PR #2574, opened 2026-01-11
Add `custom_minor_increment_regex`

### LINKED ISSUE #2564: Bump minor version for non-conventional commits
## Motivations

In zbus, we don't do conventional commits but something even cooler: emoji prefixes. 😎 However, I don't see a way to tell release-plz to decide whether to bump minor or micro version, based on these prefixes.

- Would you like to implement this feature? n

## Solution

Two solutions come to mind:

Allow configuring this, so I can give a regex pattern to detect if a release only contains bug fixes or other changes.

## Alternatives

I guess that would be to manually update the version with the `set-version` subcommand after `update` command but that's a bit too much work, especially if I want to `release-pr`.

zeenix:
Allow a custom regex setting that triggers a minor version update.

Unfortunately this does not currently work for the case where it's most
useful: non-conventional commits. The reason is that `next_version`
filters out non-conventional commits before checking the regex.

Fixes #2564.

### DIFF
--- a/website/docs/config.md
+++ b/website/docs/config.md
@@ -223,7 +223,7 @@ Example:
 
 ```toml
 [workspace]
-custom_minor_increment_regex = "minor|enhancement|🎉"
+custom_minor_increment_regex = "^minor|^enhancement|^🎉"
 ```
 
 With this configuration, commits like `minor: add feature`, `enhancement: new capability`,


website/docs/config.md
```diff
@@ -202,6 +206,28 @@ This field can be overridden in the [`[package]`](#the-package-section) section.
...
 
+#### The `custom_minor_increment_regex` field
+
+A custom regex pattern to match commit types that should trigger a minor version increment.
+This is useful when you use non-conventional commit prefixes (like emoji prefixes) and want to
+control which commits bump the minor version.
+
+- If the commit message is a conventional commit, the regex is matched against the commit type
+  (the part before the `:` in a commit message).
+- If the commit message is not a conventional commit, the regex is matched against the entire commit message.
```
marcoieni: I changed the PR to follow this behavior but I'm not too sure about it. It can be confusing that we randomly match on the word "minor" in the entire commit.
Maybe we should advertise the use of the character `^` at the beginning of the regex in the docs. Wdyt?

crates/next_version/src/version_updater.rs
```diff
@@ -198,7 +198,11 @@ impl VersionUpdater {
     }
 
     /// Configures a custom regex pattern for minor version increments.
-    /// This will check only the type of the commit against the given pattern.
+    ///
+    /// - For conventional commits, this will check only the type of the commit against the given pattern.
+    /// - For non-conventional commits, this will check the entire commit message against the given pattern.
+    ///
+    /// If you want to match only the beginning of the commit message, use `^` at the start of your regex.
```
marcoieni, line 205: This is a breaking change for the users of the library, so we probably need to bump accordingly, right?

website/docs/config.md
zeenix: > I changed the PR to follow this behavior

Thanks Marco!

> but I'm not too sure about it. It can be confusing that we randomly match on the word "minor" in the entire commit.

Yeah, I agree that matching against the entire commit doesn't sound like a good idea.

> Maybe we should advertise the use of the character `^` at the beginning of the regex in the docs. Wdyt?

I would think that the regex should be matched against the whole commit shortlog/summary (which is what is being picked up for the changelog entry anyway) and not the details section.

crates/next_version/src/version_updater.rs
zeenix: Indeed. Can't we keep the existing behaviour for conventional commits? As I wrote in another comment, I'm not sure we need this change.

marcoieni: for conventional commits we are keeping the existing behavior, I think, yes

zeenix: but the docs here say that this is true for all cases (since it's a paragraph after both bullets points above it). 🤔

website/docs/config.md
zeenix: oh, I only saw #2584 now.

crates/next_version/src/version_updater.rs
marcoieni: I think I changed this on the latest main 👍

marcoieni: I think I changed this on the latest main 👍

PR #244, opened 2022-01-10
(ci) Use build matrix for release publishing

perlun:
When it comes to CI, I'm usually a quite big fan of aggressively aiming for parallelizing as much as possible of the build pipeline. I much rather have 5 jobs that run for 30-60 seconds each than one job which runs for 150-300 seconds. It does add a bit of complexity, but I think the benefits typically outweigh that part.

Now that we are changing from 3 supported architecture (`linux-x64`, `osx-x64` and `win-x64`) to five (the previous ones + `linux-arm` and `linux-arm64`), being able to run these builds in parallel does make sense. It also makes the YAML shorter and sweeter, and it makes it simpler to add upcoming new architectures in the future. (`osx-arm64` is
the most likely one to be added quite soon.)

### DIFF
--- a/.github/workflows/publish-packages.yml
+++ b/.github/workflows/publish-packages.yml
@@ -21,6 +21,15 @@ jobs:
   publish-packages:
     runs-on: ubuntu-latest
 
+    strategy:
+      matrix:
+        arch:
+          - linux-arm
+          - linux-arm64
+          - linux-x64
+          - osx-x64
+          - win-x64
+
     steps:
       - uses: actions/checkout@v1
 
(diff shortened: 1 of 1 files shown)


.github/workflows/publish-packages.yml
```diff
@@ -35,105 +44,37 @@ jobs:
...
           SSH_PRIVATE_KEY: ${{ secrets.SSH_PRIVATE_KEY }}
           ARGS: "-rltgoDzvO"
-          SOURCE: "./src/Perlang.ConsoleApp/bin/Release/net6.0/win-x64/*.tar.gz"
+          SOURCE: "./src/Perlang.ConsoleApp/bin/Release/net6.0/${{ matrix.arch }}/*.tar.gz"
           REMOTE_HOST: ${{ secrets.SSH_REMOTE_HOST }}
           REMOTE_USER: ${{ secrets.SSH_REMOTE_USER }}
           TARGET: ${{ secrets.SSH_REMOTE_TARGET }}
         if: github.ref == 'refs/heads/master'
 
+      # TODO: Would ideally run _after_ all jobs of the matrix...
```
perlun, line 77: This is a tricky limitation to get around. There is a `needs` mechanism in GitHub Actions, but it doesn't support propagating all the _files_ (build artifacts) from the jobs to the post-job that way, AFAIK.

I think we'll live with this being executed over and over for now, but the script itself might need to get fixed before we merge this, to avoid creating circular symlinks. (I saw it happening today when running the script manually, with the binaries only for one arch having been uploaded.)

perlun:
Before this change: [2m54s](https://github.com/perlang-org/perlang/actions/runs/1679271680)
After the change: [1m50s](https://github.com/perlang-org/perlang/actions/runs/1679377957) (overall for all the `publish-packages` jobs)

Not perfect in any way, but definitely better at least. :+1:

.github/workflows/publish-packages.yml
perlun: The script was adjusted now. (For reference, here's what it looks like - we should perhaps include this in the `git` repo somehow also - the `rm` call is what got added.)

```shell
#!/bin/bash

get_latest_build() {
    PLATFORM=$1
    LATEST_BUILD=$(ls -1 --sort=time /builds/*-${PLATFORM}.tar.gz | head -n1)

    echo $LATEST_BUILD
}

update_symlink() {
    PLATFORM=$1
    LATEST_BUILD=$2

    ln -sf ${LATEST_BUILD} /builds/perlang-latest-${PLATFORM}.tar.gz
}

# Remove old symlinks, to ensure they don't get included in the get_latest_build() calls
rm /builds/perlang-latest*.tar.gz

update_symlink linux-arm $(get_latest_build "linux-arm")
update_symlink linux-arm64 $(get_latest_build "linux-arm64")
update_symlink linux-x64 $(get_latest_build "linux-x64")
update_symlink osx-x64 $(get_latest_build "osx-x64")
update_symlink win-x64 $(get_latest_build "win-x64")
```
===============
(Exercise directions) Please restate the preceding entries word for word.

(Expected answer)
PR #2574, opened 2026-01-11
Add `custom_minor_increment_regex`

### LINKED ISSUE #2564: Bump minor version for non-conventional commits
## Motivations

In zbus, we don't do conventional commits but something even cooler: emoji prefixes. 😎 However, I don't see a way to tell release-plz to decide whether to bump minor or micro version, based on these prefixes.

- Would you like to implement this feature? n

## Solution

Two solutions come to mind:

Allow configuring this, so I can give a regex pattern to detect if a release only contains bug fixes or other changes.

## Alternatives

I guess that would be to manually update the version with the `set-version` subcommand after `update` command but that's a bit too much work, especially if I want to `release-pr`.

zeenix:
Allow a custom regex setting that triggers a minor version update.

Unfortunately this does not currently work for the case where it's most
useful: non-conventional commits. The reason is that `next_version`
filters out non-conventional commits before checking the regex.

Fixes #2564.

### DIFF
--- a/website/docs/config.md
+++ b/website/docs/config.md
@@ -223,7 +223,7 @@ Example:
 
 ```toml
 [workspace]
-custom_minor_increment_regex = "minor|enhancement|🎉"
+custom_minor_increment_regex = "^minor|^enhancement|^🎉"
 ```
 
 With this configuration, commits like `minor: add feature`, `enhancement: new capability`,


website/docs/config.md
```diff
@@ -202,6 +206,28 @@ This field can be overridden in the [`[package]`](#the-package-section) section.
...
 
+#### The `custom_minor_increment_regex` field
+
+A custom regex pattern to match commit types that should trigger a minor version increment.
+This is useful when you use non-conventional commit prefixes (like emoji prefixes) and want to
+control which commits bump the minor version.
+
+- If the commit message is a conventional commit, the regex is matched against the commit type
+  (the part before the `:` in a commit message).
+- If the commit message is not a conventional commit, the regex is matched against the entire commit message.
```
marcoieni: I changed the PR to follow this behavior but I'm not too sure about it. It can be confusing that we randomly match on the word "minor" in the entire commit.
Maybe we should advertise the use of the character `^` at the beginning of the regex in the docs. Wdyt?

crates/next_version/src/version_updater.rs
```diff
@@ -198,7 +198,11 @@ impl VersionUpdater {
     }
 
     /// Configures a custom regex pattern for minor version increments.
-    /// This will check only the type of the commit against the given pattern.
+    ///
+    /// - For conventional commits, this will check only the type of the commit against the given pattern.
+    /// - For non-conventional commits, this will check the entire commit message against the given pattern.
+    ///
+    /// If you want to match only the beginning of the commit message, use `^` at the start of your regex.
```
marcoieni, line 205: This is a breaking change for the users of the library, so we probably need to bump accordingly, right?

website/docs/config.md
zeenix: > I changed the PR to follow this behavior

Thanks Marco!

> but I'm not too sure about it. It can be confusing that we randomly match on the word "minor" in the entire commit.

Yeah, I agree that matching against the entire commit doesn't sound like a good idea.

> Maybe we should advertise the use of the character `^` at the beginning of the regex in the docs. Wdyt?

I would think that the regex should be matched against the whole commit shortlog/summary (which is what is being picked up for the changelog entry anyway) and not the details section.

crates/next_version/src/version_updater.rs
zeenix: Indeed. Can't we keep the existing behaviour for conventional commits? As I wrote in another comment, I'm not sure we need this change.

marcoieni: for conventional commits we are keeping the existing behavior, I think, yes

zeenix: but the docs here say that this is true for all cases (since it's a paragraph after both bullets points above it). 🤔

website/docs/config.md
zeenix: oh, I only saw #2584 now.

crates/next_version/src/version_updater.rs
marcoieni: I think I changed this on the latest main 👍

marcoieni: I think I changed this on the latest main 👍

PR #244, opened 2022-01-10
(ci) Use build matrix for release publishing

perlun:
When it comes to CI, I'm usually a quite big fan of aggressively aiming for parallelizing as much as possible of the build pipeline. I much rather have 5 jobs that run for 30-60 seconds each than one job which runs for 150-300 seconds. It does add a bit of complexity, but I think the benefits typically outweigh that part.

Now that we are changing from 3 supported architecture (`linux-x64`, `osx-x64` and `win-x64`) to five (the previous ones + `linux-arm` and `linux-arm64`), being able to run these builds in parallel does make sense. It also makes the YAML shorter and sweeter, and it makes it simpler to add upcoming new architectures in the future. (`osx-arm64` is
the most likely one to be added quite soon.)

### DIFF
--- a/.github/workflows/publish-packages.yml
+++ b/.github/workflows/publish-packages.yml
@@ -21,6 +21,15 @@ jobs:
   publish-packages:
     runs-on: ubuntu-latest
 
+    strategy:
+      matrix:
+        arch:
+          - linux-arm
+          - linux-arm64
+          - linux-x64
+          - osx-x64
+          - win-x64
+
     steps:
       - uses: actions/checkout@v1
 
(diff shortened: 1 of 1 files shown)


.github/workflows/publish-packages.yml
```diff
@@ -35,105 +44,37 @@ jobs:
...
           SSH_PRIVATE_KEY: ${{ secrets.SSH_PRIVATE_KEY }}
           ARGS: "-rltgoDzvO"
-          SOURCE: "./src/Perlang.ConsoleApp/bin/Release/net6.0/win-x64/*.tar.gz"
+          SOURCE: "./src/Perlang.ConsoleApp/bin/Release/net6.0/${{ matrix.arch }}/*.tar.gz"
           REMOTE_HOST: ${{ secrets.SSH_REMOTE_HOST }}
           REMOTE_USER: ${{ secrets.SSH_REMOTE_USER }}
           TARGET: ${{ secrets.SSH_REMOTE_TARGET }}
         if: github.ref == 'refs/heads/master'
 
+      # TODO: Would ideally run _after_ all jobs of the matrix...
```
perlun, line 77: This is a tricky limitation to get around. There is a `needs` mechanism in GitHub Actions, but it doesn't support propagating all the _files_ (build artifacts) from the jobs to the post-job that way, AFAIK.

I think we'll live with this being executed over and over for now, but the script itself might need to get fixed before we merge this, to avoid creating circular symlinks. (I saw it happening today when running the script manually, with the binaries only for one arch having been uploaded.)

perlun:
Before this change: [2m54s](https://github.com/perlang-org/perlang/actions/runs/1679271680)
After the change: [1m50s](https://github.com/perlang-org/perlang/actions/runs/1679377957) (overall for all the `publish-packages` jobs)

Not perfect in any way, but definitely better at least. :+1:

.github/workflows/publish-packages.yml
perlun: The script was adjusted now. (For reference, here's what it looks like - we should perhaps include this in the `git` repo somehow also - the `rm` call is what got added.)

```shell
#!/bin/bash

get_latest_build() {
    PLATFORM=$1
    LATEST_BUILD=$(ls -1 --sort=time /builds/*-${PLATFORM}.tar.gz | head -n1)

    echo $LATEST_BUILD
}

update_symlink() {
    PLATFORM=$1
    LATEST_BUILD=$2

    ln -sf ${LATEST_BUILD} /builds/perlang-latest-${PLATFORM}.tar.gz
}

# Remove old symlinks, to ensure they don't get included in the get_latest_build() calls
rm /builds/perlang-latest*.tar.gz

update_symlink linux-arm $(get_latest_build "linux-arm")
update_symlink linux-arm64 $(get_latest_build "linux-arm64")
update_symlink linux-x64 $(get_latest_build "linux-x64")
update_symlink osx-x64 $(get_latest_build "osx-x64")
update_symlink win-x64 $(get_latest_build "win-x64")
```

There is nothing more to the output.